On the AWS Open Data Team, we work with data providers who distribute datasets that follow a “one-to-many,” or even “one-to all” distribution pattern. The difference between these two is nuanced, but some of the datasets we help our data providers distribute are open in a sense that the data provider doesn’t even know who is accessing the data. Either way, our data providers make their data available to hundreds, thousands, and sometimes millions of data users.

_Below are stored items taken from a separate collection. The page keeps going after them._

PR #375, opened 2021-02-17
Remove razee org id parameter

### LINKED ISSUE #356: multicluster: Get rid of RAZEE_ORG_ID parameter
The parameter is quite hard to figure out when not using the REST API. This makes it very hard for a user to find out and configure. (At least in local and iam use cases) 
There is a `me` method that can be used after login that also returns the organization id of a user. It can be used to retrieve this id whenever needed. This will simplify the configuration for users.

froesef:
Fixes #356

### DIFF
--- a/go.mod
+++ b/go.mod
@@ -6,7 +6,6 @@ require (
 	cloud.google.com/go v0.66.0 // indirect
 	emperror.dev/errors v0.7.0
 	github.com/IBM/dataset-lifecycle-framework/src/dataset-operator v0.0.0-20210201112050-4d77ac693ac1
-	github.com/IBM/go-sdk-core v1.1.0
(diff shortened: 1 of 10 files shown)


go.mod
```diff
@@ -7,7 +7,7 @@ require (
 	emperror.dev/errors v0.7.0
 	github.com/IBM/dataset-lifecycle-framework/src/dataset-operator v0.0.0-20210201112050-4d77ac693ac1
 	github.com/IBM/go-sdk-core v1.1.0
```
roee88, line 9: Unrelated, but wanted to ask a while ago - why do you import an old version and not v4 like satcon-go does? (I see they recently added v5 though).

froesef: Good point. We actually don't need it. We should use the abstracted functionality from the library.

roee88 (approved):

PR #378, opened 2021-02-18
Integrate razee configuration into helm chart

### LINKED ISSUE #374: Integrate multicluster configuration into helm chart
The multi cluster setup needs some secrets and mounts for the manager. This is currently done partly by kustomize configurations and by the local razee setup scripts. 
To simplify this it should be part of the new helm chart and support multiple razee authentication mechanisms.

froesef:
Fixes #374

### DIFF
--- a/charts/m4d/values.yaml
+++ b/charts/m4d/values.yaml
@@ -166,6 +166,16 @@ katalogConnector:
 
   affinity: {}
 
+razee: {}
+#  Razee local deployment requires the url, user and password parameters
+#  Razee deployment with oauth API key authentication requires the apiKey parameter
+#  Razee deployment with IBM Cloud Satellite Config requires the iamKey parameter
+#  url: ""
+#  user: ""
+#  password: ""
+#  apiKey: ""
+#  iamKey: ""
+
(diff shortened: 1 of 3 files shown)


charts/m4d/values.yaml
```diff
@@ -166,6 +166,16 @@ katalogConnector:
...
+razee: {}
+#  Razee local deployment requires the url, user and password parameters
+#  Razee deployment with oauth API key authentication requires the apiKey parameter
+#  Razee deployment with IBM Cloud Satellite Config requires the iamKey parameter
+#  url: ""
+#  user: ""
+#  password: ""
+#  apiKey: ""
+#  iamKey: ""
+
```
roee88, line 178: I don't think that this format will play nice with helm doc generators, but we can deal with that later. What's apiKey? I didn't see it used in our codebase

roee88 (approved):

charts/m4d/values.yaml
froesef: `apiKey` will be added as soon as the upstream PR to the library goes through.

PR #380, opened 2021-02-18
fix: update .travis.yml to bypass permission denied error

### LINKED ISSUE #379: Travis: Error: open /etc/docker/certs.d/ghcr.io: permission denied
Travis builds started to fail with `Error: open /etc/docker/certs.d/ghcr.io: permission denied`.
@cdoron fixed the same issue in the flight repo https://github.com/IBM/the-mesh-for-data-flight-module/pull/52/files

roee88:
Fix #379

### DIFF
--- a/.travis.yml
+++ b/.travis.yml
@@ -80,7 +80,7 @@ jobs:
     deploy:
      skip_cleanup: true
      provider: script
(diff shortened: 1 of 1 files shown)


froesef (approved):
This seems like a hack to me but it seems to be used in many other projects that encountered the problem.

Issue #366, opened 2021-02-14
Deleting files from a persistent bucket


shlomitk1:
We have two use-cases for copying data:
- implicit copy: a temporary bucket is allocated. It is deleted (along with all objects) upon deletion of m4dapplication.
- ingesting data from another catalog: a persistent bucket is created. It is not deleted upon deletion of m4dapplication.

The current behavior is that upon deletion a batchtransfer deletes the objects inside a bucket, which causes problems in the second use-case and is not required for the first use-case.

froesef:
The `BatchTransfer` has a parameter `spec.noFinalizer` that can be set to true. That way the finalizer is not called and the data is not deleted.

PR #381, opened 2021-02-21
not deleting datasets upon copy deletion

shlomitk1:

Fixes https://github.com/IBM/the-mesh-for-data/issues/366


froesef (approved):
This will change the default functionality to never remove the files created once the implicit copy object is removed. Fine with me as it seems like we'll delete the whole bucket anyways.

PR #387, opened 2021-02-23
Add configmap m4d-config to the helm chart. 

revit13:
This patch adds the config-map m4d-config to the helm chart as part of https://github.com/IBM/the-mesh-for-data/issues/348.
It contains mostly the vault related values as a starting point.
The hard-coded values are intentional and are set for variables that expected to be removed such as the secret-provider.
I use internal and external terms for vault variables as is in the implementation today but that might also be changed due to changes in the code.

### DIFF
--- a/charts/m4d/templates/m4d-config.yaml
+++ b/charts/m4d/templates/m4d-config.yaml
@@ -1,0 +1,20 @@
+apiVersion: v1
+kind: ConfigMap
+metadata:
+  name: m4d-config
+data:
+  SECRET_PROVIDER_URL: "http://secret-provider.m4d-system:5555/get-secret"
+  SECRET_PROVIDER_ROLE: "demo"
+
+  {{- with .Values.vault }}
+  VAULT_ADDRESS: {{ .internal.vault_address }}
+  VAULT_DATASET_HOME: {{ .internal.dataset_home }}
+  VAULT_USER_HOME: {{ .internal.user_home }}
+  VAULT_DATASET_MOUNT: {{ .internal.dataset_mount }}
+  VAULT_USER_MOUNT: {{ .internal.user_mount }}
+  VAULT_TTL: {{ .internal.ttl }}
+  VAULT_AUTH: "kubernetes"
+  USER_VAULT_ADDRESS: {{ .external.user_vault_address }}
+  USER_VAULT_PATH: {{ .external.user_vault_path }}
+  {{- end }}
+
--- a/charts/m4d/templates/m4d-config.yaml
+++ b/charts/m4d/templates/m4d-config.yaml
@@ -3,18 +3,31 @@ kind: ConfigMap
 metadata:
   name: m4d-config
 data:
+  {{- with .Values.config }}
   SECRET_PROVIDER_URL: "http://secret-provider.m4d-system:5555/get-secret"
   SECRET_PROVIDER_ROLE: "demo"
-
-  {{- with .Values.vault }}
-  VAULT_ADDRESS: {{ .internal.vault_address }}
-  VAULT_DATASET_HOME: {{ .internal.dataset_home }}
-  VAULT_USER_HOME: {{ .internal.user_home }}
-  VAULT_DATASET_MOUNT: {{ .internal.dataset_mount }}
-  VAULT_USER_MOUNT: {{ .internal.user_mount }}
-  VAULT_TTL: {{ .internal.ttl }}
-  VAULT_AUTH: "kubernetes"
-  USER_VAULT_ADDRESS: {{ .external.user_vault_address }}
-  USER_VAULT_PATH: {{ .external.user_vault_path }}
+  VAULT_ADDRESS: {{ .vault.address }}
+  VAULT_DATASET_HOME: {{ .vault.datasetHome }}
+  VAULT_DATASET_MOUNT: {{ .vault.datasetMount }}
+  VAULT_USER_HOME: {{ .vault.userHome }}
+  VAULT_USER_MOUNT: {{ .vault.userMount }}
+  VAULT_TTL: {{ .vault.ttl }}
+  USER_VAULT_ADDRESS: {{ .vault.userVaultAddress }}
+  USER_VAULT_PATH: {{ .vault.userVaultPath }}
+  MODULES_VAULT_ROLE: {{ .vault.modulesRole }}
+  CATALOG_CONNECTOR_URL: {{ .catalog.connectorUrl }}
+  CATALOG_PROVIDER_NAME: {{ .catalog.name }}
+  EGERIA_SERVER_URL: {{ .catalog.url }}
+  MAIN_POLICY_MANAGER_CONNECTOR_URL: {{ .policyManager.connectorUrl }}
+  MAIN_POLICY_MANAGER_NAME: {{ .policyManager.name }}
+  OPA_SERVER_URL: {{ .policyManager.url }}
+  {{- if .policyManager.extensionManager.enabled }}
+  USE_EXTENSIONPOLICY_MANAGER: "true"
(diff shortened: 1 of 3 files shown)


charts/m4d/templates/m4d-config.yaml
```diff
@@ -0,0 +1,20 @@
...
+  {{- with .Values.vault }}
+  VAULT_ADDRESS: {{ .internal.vault_address }}
+  VAULT_DATASET_HOME: {{ .internal.dataset_home }}
+  VAULT_USER_HOME: {{ .internal.user_home }}
+  VAULT_DATASET_MOUNT: {{ .internal.dataset_mount }}
+  VAULT_USER_MOUNT: {{ .internal.user_mount }}
+  VAULT_TTL: {{ .internal.ttl }}
+  VAULT_AUTH: "kubernetes"
+  USER_VAULT_ADDRESS: {{ .external.user_vault_address }}
+  USER_VAULT_PATH: {{ .external.user_vault_path }}
```
shlomitk1, line 18: Do we still need the "external" parts?

shlomitk1: What are the plans for adding the rest of the config, e.g. catalog connector service, policy manager options?

revit13: @shlomitk1 I am not sure about external. I can revisit this once the dateset credential work will progress if that makes sense. The rest of the vars in the config should be added as well as mentioned it's a starting point for writing the config map...

roee88: I would remove internal/external. I was aiming for something like `config.vault.address`. Which of the parameters in values.yaml will survive after you finish the credentials work?

roee88: We also need the rest of the parameters like Shlomit mentioned. The configmap is unusable without them. You can keep them the same as in config/prod for this PR.

revit13: OK sure will add them.

revit13: Regarding Vault vars: I left the VAULT_DATASET_HOME and VAULT_DATASET_MOUNT as is as I would like to keep the current implementation in the manager that enables the secret engine in VAULT_DATASET_MOUNT path and adds policy to read the secrets. This policy will be used when configuring each cluster by adding a role for the modules to use this policy.
user credentials (VAULT_USER_HOME VAULT_USER_MOUNT) will be store as secrets so I removed them. 
I also removed VAULT_AUTH as its cluster specific.
I am not sure about USER_VAULT_PATH and USER_VAULT_ADDRESS - it is to external vault instance-- do we want to keep that?

shlomitk1: Keep VAULT_USER_HOME and VAULT_USER_MOUNT for now, as manager will store the secret in the vault (wkc connector does not work with secrets directly)

revit13: If the patch is OK I suggest to rename OPA_SERVER_URL to MAIN_POLICY_MANAGER_URL and EGERIA_SERVER_URL to CATALOG_PROVIDER_URL in m4d code.

charts/m4d/templates/m4d-config.yaml
```diff
@@ -0,0 +1,33 @@
...
+data:
+  {{- with .Values.config }}
+  SECRET_PROVIDER_URL: "http://secret-provider.m4d-system:5555/get-secret"
+  SECRET_PROVIDER_ROLE: "demo"
+  VAULT_ADDRESS: {{ .vault.address }}
+  VAULT_DATASET_HOME: {{ .vault.datasetHome }}
+  VAULT_DATASET_MOUNT: {{ .vault.datasetMount }}
+  VAULT_USER_HOME: {{ .vault.userHome }}
+  VAULT_USER_MOUNT: {{ .vault.userMount }}
+  VAULT_TTL: {{ .vault.ttl }}
```
shlomitk1, line 14: There was also VAULT_AUTH equal to "kubernetes". Either remove the code that is using it, or return this var.

revit13: The code that uses it relates to the secret-provider. I will remove it in a follow up patch after all the modules will call directly to vault to get the dataset creds.

roee88: The configmap includes all, but variables that are soon to be removed don't have to be templated.

revit13: OK sure. Hopefully it will be removed soon. If there will be a need I will add it.

revit13: Ok on second though I added VAULT_AUTH.

shlomitk1 (approved):

charts/m4d/values.yaml
```diff
@@ -188,4 +188,57 @@ clusterScoped: true
...
-integrationTests: false
\ No newline at end of file
+integrationTests: false
+
+# Values set in m4d-config ConfigMap.
+config:
+  # Vault related values set in m4d-config ConfigMap.
+  vault:
+    # Set to the Vault address.
+    address: "http://vault.m4d-system:8200/"
```
roee88, line 198: side note - we will need a way to remove m4d-system from the default value at some point.

charts/m4d/templates/m4d-config.yaml
```diff
@@ -0,0 +1,34 @@
...
+  USER_VAULT_PATH: {{ .vault.userVaultPath }}
+  VAULT_MODULES_ROLE: {{ .vault.modulesRole }}
+  CATALOG_CONNECTOR_URL: {{ .catalog.connectorUrl }}
+  CATALOG_PROVIDER_NAME: {{ .catalog.name }}
+  EGERIA_SERVER_URL: {{ .catalog.url }}
+  MAIN_POLICY_MANAGER_CONNECTOR_URL: {{ .policyManager.connectorUrl }}
+  MAIN_POLICY_MANAGER_NAME: {{ .policyManager.name }}
+  OPA_SERVER_URL: {{ .policyManager.url }}
+  {{- if .policyManager.extensionManager.enabled }}
+  USE_EXTENSIONPOLICY_MANAGER: "true"
```
roee88, line 26: Why true

charts/m4d/values.yaml
```diff
@@ -188,4 +188,57 @@ clusterScoped: true
...
+    # Set to the Vault address that stores the credentials to data source for data assets.
+    userVaultAddress: "http://vault:8200/"
+    # Set to the path where credentials to data source for data assets are stored.
+    userVaultPath: "external"
+    # Set to the name of the role that modules use to access dataset credentials.
+    modulesRole: "module"
+
+  catalog:
+    # Set to the catalog URL.
+    url: "https://lab-core.egeria-catalog:9443"
```
roee88, line 218: `url` is specific configuration of the egeria connector, not of "catalog".  We also don't deploy egeria connector as part of the chart so it shouldn't be default.

charts/m4d/values.yaml
```diff
@@ -188,4 +188,57 @@ clusterScoped: true
...
+    # Set to the catalog connector URL.
+    connectorUrl: "egr-connector:50084"
+    # Set to the catalog provider name.
+    name: "EGERIA"
+
+  policyManager:
+    # Set to policyManager URL.
+    url: "opa:8181"
```
roee88, line 226: same comment about opa connector specific configuration

roee88 (approved):
Thanks. If you can please just use extensionManager.enabled before we merge this.

charts/m4d/values.yaml
shlomitk1: @roee88 I don't think it should be here at all - service url, policy name, ... Instead, the connectors should use their own configmaps.

roee88: I agree, but that's what we currently have and this PR is focused on the chart. I will need to iterate on that in follow-up PRs.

Within the life sciences, scientists often work with datasets that contain human clinical and genomic data. To protect the privacy of the individual, human clinical and genomic data come with their own set of data use regulations. For example, the Health Insurance Portability and Accountability Act (HIPAA), the National Institutes of Health (NIH) Genomic Data Sharing Policy, and the General Data Protection Regulation (GDPR) all require that you verify a prospective data user’s data use objective prior to permitting access. Some also require that data providers maintain a current list of approved data users in the event that data must be redacted or otherwise recalled. Some datasets have thousands of users, and data providers need to provide secure and seamless access.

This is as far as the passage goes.